When we say “numbers” we mean the real numbers, all the infinitely-many numbers on the real number line. This includes the integers (whole numbers) and rational numbers (fractions), as well as all the more exotic numbers in between.
An interval is a contiguous (connected) subset of the real numbers.
If \(a \lt b,\) the interval \([a,b]\)
is the set of all numbers between \(a\) and \(b,\) including \(a\) and \(b\) themselves.
This interval could also be described in terms of an inequality
as all numbers \(x\) such that \(a \leq x \leq b.\)
The numbers \(a\) and \(b\) are called the endpoints of the interval.
If we want to talk about the same interval but excluding the endpoints,
we denote it \((a,b);\)
this is all numbers \(x\) such that \(a \lt x \lt b.\)
To distinguish between these two types of intervals,
we refer to \([a,b]\) as a closed interval
and \((a,b)\) as an open interval.
When sketching an interval on the real number line,
conventionally we indicate an included endpoint with a filled-in circle like ⚫︎
and an excluded endpoint with an empty circle like ⚪︎.
If we’d like to include one endpoint but not another,
we could write an interval that is half-open
(or half-closed) like \([a,b)\) or \((a,b].\)

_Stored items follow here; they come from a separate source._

PR #400, opened 2022-12-09
Cache cap

uprendis:
- `--cache flag` is capped to 60% of available memory in order to prevent OEM. Previously `--cache` flag was meant to reflect upper bound of memory consumption but since 1.1.2, due to general increasing of DB caches, it's closer to average consumption (but still above it). Also, setting too high cache value may lead to worse performance because it limits FS cache
- print warning if `--cache` flag is absent and available memory allows more cache than default value

### DIFF
--- a/cmd/opera/launcher/config.go
+++ b/cmd/opera/launcher/config.go
@@ -411,7 +411,7 @@ func cacheScaler(ctx *cli.Context) cachescale.Func {
 		log.Crit("Invalid flag", "flag", CacheFlag.Name, "err", fmt.Sprintf("minimum cache size is %d MB", baseSize))
 	}
 	if totalMemory != 0 && targetCache > maxCache {
-		log.Warn(fmt.Sprintf("Requested cache size exceeds 60%% of availible memory. Reducing cache size to %d MB.", maxCache))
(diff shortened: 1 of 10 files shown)


cmd/opera/launcher/config.go
```diff
@@ -391,14 +393,28 @@ func nodeConfigWithFlags(ctx *cli.Context, cfg node.Config) node.Config {
...
+		}
 		return cachescale.Identity
 	}
-	targetCache := ctx.GlobalInt(CacheFlag.Name)
-	baseSize := DefaultCacheSize
 	if targetCache < baseSize {
 		log.Crit("Invalid flag", "flag", CacheFlag.Name, "err", fmt.Sprintf("minimum cache size is %d MB", baseSize))
 	}
+	if totalMemory != 0 && targetCache > maxCache {
+		log.Warn(fmt.Sprintf("Requested cache size exceeds 60%% of availible memory. Reducing cache size to %d MB.", maxCache))
```
hadv: just a typo

```suggestion
		log.Warn(fmt.Sprintf("Requested cache size exceeds 60% of available memory. Reducing cache size to %d MB.", maxCache))
```

hadv (approved):

PR #405, opened 2022-12-12
Refactoring: statedb interface

rus-alex:
Replaces exact `state.StateDB` struct with more general `evmcore.StateDB` interface.
This is necessary for easier maintain go-opera on different state db implementation (flat, erigon, etc.).

### DIFF
--- a/cmd/opera/launcher/export.go
+++ b/cmd/opera/launcher/export.go
@@ -2,6 +2,7 @@ package launcher
 
 import (
 	"compress/gzip"
+	"errors"
 	"io"
 	"os"
 	"strconv"
@@ -140,7 +141,7 @@ func exportEvmKeys(ctx *cli.Context) error {
 
 	evmDb := gdb.EvmStore().EvmDb
 	if evmDb == nil {
-		panic("unknown EvmDb format")
+		return errors.New("only legacy MPT EVM keys export makes sense")
 	}
 	it := evmDb.NewIterator(nil, nil)
 	// iterate only over MPT data
--- a/cmd/opera/launcher/export.go
+++ b/cmd/opera/launcher/export.go
@@ -138,7 +138,11 @@ func exportEvmKeys(ctx *cli.Context) error {
 	keysDB := batched.Wrap(keysDB_)
 	defer keysDB.Close()
 
-	it := gdb.EvmStore().EvmDb.NewIterator(nil, nil)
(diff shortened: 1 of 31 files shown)


cmd/opera/launcher/export.go
```diff
@@ -138,7 +138,11 @@ func exportEvmKeys(ctx *cli.Context) error {
 	keysDB := batched.Wrap(keysDB_)
 	defer keysDB.Close()
 
-	it := gdb.EvmStore().EvmDb.NewIterator(nil, nil)
+	evmDb := gdb.EvmStore().EvmDb
+	if evmDb == nil {
+		panic("unknown EvmDb format")
+	}
```
hadv: We might wrap these into a function in `evmstore.Store` to avoid duplicate code?

hadv (changes requested):

cyberbono3 (approved):

cmd/opera/launcher/export.go
rus-alex: Better I will add different error messages which explain each case.

hadv (approved):

ethapi/api.go
```diff
@@ -710,8 +709,14 @@ type StorageResult struct {
...
 // GetProof returns the Merkle-proof for a given account and optionally some storage keys.
 func (s *PublicBlockChainAPI) GetProof(ctx context.Context, address common.Address, storageKeys []string, blockNrOrHash rpc.BlockNumberOrHash) (*AccountResult, error) {
-	state, _, err := s.b.StateAndHeaderByNumberOrHash(ctx, blockNrOrHash)
-	if state == nil || err != nil {
+	statedb, _, err := s.b.StateAndHeaderByNumberOrHash(ctx, blockNrOrHash)
+	if statedb == nil || err != nil {
+		return nil, err
+	}
+
+	state, ok := evmcore.IsMptStateDB(statedb)
```
JekaMas, line 717: Sorry for asking, was just looking into the code and the consensus and found PRs.
How do you think, does it worth it to use generics+interfaces here to get rid of type assertion and have more strict type checks?

rus-alex: It will be an over-engineering for now. All we need is check here does the proofs complies with the legacy format.
We should not return others kind of proofs because clients understand the legacy (MPT) only.

PR #419, opened 2023-01-19
fix invalid character dash in prometheus metric names

### LINKED ISSUE #415: Invalid character dash in Prometheus metric names
**Describe the bug**
There are metrics in the Prometheus endpoint with the invalid character dash. Example: `opera_chaindata_gossip-17275_disk_size`.
Prometheus interface will complain with `invalid metric type "17275_disk_size gauge"`.

**To Reproduce**
Run txtracing binary from https://github.com/Fantom-foundation/go-opera/tree/release/txtracing/1.1.1-rc.2
Enable metrics and use Prometheus to scrape it at path `/debug/metrics/prometheus`.

**Expected behavior**
Prometheus able to scrape the metrics.

hadv:
to fix #415

### DIFF
--- a/integration/metric.go
+++ b/integration/metric.go
@@ -148,7 +148,7 @@ func (db *DBProducerWithMetrics) OpenDB(name string) (kvdb.Store, error) {
 	dm := WrapStoreWithMetrics(ds)
 	// disk size gauge should be meter separatly for each db name; otherwise,
 	// the last db siae metric will overwrite all the previoius one
-	dm.diskSizeGauge = metrics.GetOrRegisterGauge("opera/chaindata/"+name+"/disk/size", nil)
+	dm.diskSizeGauge = metrics.GetOrRegisterGauge("opera/chaindata/"+strings.ReplaceAll(name, "-", "_")+"/disk/size", nil)
 	if strings.HasPrefix(name, "gossip-") || strings.HasPrefix(name, "lachesis-") {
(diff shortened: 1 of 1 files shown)


rus-alex (approved):
@hadv , maybe it would be better to solve the problem basically?
The ways I see:
 - extend [mutateKey() func](https://github.com/Fantom-foundation/go-ethereum/blob/2b54480a4cff9997cb4377cb02abcffc8da8a597/metrics/prometheus/collector.go#L118) to replace all illegal chars (and PR to the ethereum/go-ethereum also); 
 - make go-opera uses custom metrics registry (instead of go-ethereum/metrics.DefaultRegistry) which will check names on register stage;

hadv:
> @hadv , maybe it would be better to solve the problem basically? The ways I see:
> 
> * extend [mutateKey() func](https://github.com/Fantom-foundation/go-ethereum/blob/2b54480a4cff9997cb4377cb02abcffc8da8a597/metrics/prometheus/collector.go#L118) to replace all illegal chars (and PR to the ethereum/go-ethereum also);
> * make go-opera uses custom metrics registry (instead of go-ethereum/metrics.DefaultRegistry) which will check names on register stage;

Yes, I sound good but basically we should choose properly metrics name for grafana/prometheus. 
So for simply, I think we just keep it simple like current fix.

uprendis:
Duplicates #418

PR #425, opened 2023-02-10
Global DB threads pool

rus-alex:
It is more general version of hotfix #414 :
- `kvdb/threads` db wrapper counts opened db iterators by global pool;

If an interval doesn’t have an endpoint on a side,
but instead extends towards positive or negative infinity,
we can denote this with the symbol \(\infty\) or \(-\infty.\)
E.g. the interval \([a, \infty)\) denotes all \(x\) such that \(x \geq a\)
.
Such intervals must be open on the infinite side.
The interval \((-\infty, \infty)\) denotes the whole real number line.